TASK INPUTS START
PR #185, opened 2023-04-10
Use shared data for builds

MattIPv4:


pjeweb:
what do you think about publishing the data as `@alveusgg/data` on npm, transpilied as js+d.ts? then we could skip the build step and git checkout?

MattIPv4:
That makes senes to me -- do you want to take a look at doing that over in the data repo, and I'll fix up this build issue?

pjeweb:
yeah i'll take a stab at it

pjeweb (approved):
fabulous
TASK INPUTS END
TASK INPUTS START
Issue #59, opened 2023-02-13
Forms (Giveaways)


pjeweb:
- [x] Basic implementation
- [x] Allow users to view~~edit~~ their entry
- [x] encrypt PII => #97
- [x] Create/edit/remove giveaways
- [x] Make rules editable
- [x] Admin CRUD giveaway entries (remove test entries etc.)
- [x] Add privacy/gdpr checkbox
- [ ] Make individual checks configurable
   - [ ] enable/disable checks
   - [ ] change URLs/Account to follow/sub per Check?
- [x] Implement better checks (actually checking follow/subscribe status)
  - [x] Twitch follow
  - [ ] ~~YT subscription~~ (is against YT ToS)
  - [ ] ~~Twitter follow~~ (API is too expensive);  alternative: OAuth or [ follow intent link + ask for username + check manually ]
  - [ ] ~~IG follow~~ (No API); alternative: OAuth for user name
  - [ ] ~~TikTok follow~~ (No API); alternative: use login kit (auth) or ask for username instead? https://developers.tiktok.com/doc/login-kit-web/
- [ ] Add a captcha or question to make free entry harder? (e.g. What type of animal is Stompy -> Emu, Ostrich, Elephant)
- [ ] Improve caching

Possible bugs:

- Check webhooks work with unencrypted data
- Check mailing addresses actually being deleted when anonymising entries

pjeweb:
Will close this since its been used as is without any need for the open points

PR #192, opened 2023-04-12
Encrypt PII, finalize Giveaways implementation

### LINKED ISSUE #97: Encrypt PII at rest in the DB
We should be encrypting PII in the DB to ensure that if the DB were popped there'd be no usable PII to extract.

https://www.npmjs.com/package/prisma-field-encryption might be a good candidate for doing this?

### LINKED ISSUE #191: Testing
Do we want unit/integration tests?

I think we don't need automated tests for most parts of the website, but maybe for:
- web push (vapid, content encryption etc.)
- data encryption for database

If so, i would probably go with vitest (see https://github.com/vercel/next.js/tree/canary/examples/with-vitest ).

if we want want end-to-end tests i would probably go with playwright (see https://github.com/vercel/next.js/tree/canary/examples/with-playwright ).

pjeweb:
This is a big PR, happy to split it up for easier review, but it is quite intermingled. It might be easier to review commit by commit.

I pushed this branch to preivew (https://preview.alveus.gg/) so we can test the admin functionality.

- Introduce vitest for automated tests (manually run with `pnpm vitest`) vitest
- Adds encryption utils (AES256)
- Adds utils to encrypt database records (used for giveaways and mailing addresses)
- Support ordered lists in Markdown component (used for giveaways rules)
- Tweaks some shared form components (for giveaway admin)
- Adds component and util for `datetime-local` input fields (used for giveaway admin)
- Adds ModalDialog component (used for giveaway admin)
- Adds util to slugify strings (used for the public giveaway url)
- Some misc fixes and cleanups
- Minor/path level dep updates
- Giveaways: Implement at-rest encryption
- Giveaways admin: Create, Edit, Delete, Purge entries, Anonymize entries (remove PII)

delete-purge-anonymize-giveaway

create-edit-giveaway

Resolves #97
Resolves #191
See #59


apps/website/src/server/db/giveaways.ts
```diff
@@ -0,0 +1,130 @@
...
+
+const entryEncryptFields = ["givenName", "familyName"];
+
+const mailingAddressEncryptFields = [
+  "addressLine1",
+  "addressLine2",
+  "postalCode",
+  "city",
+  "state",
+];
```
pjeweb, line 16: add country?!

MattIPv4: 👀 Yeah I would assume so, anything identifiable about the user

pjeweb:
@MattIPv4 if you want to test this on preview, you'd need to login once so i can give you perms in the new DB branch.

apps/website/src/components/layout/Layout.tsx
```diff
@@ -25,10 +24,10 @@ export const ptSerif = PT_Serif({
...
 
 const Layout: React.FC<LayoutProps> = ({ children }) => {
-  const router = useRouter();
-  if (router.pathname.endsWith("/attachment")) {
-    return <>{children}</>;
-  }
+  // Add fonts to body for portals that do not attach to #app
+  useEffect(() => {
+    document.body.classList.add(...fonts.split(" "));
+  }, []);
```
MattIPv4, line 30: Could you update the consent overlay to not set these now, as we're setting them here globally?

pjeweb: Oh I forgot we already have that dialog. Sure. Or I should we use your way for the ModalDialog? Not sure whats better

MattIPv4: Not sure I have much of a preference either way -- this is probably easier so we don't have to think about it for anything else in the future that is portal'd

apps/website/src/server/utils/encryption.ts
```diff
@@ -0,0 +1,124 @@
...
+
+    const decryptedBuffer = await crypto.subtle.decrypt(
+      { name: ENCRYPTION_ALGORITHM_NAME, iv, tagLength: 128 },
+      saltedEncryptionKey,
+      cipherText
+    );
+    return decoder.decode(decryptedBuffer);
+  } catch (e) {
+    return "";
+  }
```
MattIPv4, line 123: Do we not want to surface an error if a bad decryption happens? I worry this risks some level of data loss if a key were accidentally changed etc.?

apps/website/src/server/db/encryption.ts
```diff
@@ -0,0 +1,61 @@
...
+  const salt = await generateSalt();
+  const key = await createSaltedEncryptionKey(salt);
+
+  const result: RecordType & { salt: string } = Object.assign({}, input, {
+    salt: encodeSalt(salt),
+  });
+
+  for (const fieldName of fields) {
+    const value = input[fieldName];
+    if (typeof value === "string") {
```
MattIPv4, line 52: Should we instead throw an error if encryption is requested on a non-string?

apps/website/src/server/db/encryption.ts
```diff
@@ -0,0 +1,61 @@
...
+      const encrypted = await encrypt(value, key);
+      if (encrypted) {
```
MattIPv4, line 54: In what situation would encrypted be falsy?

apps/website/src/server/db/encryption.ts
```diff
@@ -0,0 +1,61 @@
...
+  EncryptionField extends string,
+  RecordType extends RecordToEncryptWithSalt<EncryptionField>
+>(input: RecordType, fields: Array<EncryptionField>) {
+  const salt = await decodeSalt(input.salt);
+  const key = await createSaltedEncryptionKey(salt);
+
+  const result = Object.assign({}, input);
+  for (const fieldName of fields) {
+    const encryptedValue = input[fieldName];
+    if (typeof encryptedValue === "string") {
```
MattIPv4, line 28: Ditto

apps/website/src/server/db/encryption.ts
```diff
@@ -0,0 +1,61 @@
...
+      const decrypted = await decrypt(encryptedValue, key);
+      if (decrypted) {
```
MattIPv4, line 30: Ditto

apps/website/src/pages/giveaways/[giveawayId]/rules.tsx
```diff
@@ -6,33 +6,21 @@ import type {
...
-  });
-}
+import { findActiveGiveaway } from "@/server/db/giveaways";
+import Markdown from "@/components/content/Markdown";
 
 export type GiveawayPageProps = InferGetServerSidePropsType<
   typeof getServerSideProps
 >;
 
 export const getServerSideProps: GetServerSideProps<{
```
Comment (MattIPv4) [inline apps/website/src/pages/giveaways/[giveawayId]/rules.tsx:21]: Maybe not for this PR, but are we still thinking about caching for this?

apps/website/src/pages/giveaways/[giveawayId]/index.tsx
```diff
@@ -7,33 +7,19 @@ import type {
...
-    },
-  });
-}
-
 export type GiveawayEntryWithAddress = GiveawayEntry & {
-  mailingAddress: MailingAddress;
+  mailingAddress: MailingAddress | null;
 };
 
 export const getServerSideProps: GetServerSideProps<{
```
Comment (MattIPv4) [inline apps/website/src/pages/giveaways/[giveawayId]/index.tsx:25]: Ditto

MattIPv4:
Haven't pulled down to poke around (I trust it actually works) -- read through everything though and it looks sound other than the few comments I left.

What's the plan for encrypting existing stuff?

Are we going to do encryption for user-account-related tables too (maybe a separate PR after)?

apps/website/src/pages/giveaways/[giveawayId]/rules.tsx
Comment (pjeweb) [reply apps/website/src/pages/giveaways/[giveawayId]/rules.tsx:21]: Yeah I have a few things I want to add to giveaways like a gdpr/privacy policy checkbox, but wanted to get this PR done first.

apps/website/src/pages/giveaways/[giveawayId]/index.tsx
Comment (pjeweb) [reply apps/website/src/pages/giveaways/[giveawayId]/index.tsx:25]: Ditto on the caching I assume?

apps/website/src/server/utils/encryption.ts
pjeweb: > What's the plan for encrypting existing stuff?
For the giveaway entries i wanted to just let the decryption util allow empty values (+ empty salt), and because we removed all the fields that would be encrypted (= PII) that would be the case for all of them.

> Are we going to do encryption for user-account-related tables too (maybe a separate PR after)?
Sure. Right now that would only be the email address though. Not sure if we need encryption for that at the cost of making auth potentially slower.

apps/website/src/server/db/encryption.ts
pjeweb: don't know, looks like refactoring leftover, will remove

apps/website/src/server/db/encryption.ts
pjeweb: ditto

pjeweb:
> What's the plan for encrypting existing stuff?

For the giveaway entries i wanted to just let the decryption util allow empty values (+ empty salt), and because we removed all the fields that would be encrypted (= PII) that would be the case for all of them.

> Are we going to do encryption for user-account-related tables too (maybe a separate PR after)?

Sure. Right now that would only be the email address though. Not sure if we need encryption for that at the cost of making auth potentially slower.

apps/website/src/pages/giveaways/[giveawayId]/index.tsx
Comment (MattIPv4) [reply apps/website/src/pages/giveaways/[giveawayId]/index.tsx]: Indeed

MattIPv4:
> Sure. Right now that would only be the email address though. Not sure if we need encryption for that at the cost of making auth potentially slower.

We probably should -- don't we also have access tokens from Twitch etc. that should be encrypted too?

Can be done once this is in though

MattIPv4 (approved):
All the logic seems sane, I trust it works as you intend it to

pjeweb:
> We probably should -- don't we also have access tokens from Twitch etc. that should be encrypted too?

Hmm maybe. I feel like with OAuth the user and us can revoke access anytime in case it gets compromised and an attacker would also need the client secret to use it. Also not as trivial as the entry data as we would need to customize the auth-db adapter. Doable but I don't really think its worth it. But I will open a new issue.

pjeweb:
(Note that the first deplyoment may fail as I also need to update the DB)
TASK INPUTS END
TASK INPUTS START
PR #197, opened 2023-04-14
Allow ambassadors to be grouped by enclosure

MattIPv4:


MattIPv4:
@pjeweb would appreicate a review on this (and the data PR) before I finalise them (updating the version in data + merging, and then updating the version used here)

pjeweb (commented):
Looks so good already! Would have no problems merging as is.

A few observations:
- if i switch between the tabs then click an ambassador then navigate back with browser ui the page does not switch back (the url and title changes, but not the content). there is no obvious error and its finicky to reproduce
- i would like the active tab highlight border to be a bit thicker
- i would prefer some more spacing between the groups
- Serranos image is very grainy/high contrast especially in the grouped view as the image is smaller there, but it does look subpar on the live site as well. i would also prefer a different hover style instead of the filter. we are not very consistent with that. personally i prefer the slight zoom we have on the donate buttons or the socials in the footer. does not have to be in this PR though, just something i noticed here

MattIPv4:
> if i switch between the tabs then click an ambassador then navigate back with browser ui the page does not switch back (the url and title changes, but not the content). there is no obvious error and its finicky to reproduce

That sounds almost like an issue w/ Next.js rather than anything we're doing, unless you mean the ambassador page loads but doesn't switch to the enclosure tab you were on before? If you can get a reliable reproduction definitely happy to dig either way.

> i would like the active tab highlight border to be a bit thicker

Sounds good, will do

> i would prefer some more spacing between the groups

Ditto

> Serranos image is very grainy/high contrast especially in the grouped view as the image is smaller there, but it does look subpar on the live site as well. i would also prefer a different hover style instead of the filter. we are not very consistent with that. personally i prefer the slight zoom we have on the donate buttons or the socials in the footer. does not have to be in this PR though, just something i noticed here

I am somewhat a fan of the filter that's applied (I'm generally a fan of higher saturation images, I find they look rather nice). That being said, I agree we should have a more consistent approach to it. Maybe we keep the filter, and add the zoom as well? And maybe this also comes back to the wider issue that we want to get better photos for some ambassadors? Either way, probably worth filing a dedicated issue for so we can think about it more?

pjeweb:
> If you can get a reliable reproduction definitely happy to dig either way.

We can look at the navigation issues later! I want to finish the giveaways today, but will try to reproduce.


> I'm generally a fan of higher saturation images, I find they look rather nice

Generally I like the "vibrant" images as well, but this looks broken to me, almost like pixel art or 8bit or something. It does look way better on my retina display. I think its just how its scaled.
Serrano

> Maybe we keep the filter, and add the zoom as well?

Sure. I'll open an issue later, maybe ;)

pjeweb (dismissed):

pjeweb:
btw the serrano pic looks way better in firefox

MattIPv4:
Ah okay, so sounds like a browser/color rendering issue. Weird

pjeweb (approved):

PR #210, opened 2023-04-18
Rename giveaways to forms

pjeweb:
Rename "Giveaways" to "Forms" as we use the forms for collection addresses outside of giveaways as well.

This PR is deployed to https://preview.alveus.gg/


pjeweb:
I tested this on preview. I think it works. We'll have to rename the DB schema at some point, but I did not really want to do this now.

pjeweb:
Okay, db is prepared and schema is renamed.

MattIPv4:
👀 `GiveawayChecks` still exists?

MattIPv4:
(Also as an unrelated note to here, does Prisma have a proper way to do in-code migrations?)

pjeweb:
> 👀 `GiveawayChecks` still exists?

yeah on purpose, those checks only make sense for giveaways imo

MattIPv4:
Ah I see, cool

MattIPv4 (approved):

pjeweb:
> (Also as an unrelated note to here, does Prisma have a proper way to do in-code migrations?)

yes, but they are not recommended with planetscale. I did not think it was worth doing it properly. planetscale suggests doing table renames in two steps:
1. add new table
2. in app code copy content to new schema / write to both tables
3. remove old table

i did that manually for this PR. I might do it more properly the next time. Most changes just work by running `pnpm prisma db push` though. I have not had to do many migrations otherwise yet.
TASK INPUTS END
### WHAT YOU WILL DO
Copy out each line in the preceding records that contains "thicker".

### REPLY TO THE TASK
- i would like the active tab highlight border to be a bit thicker
> i would like the active tab highlight border to be a bit thicker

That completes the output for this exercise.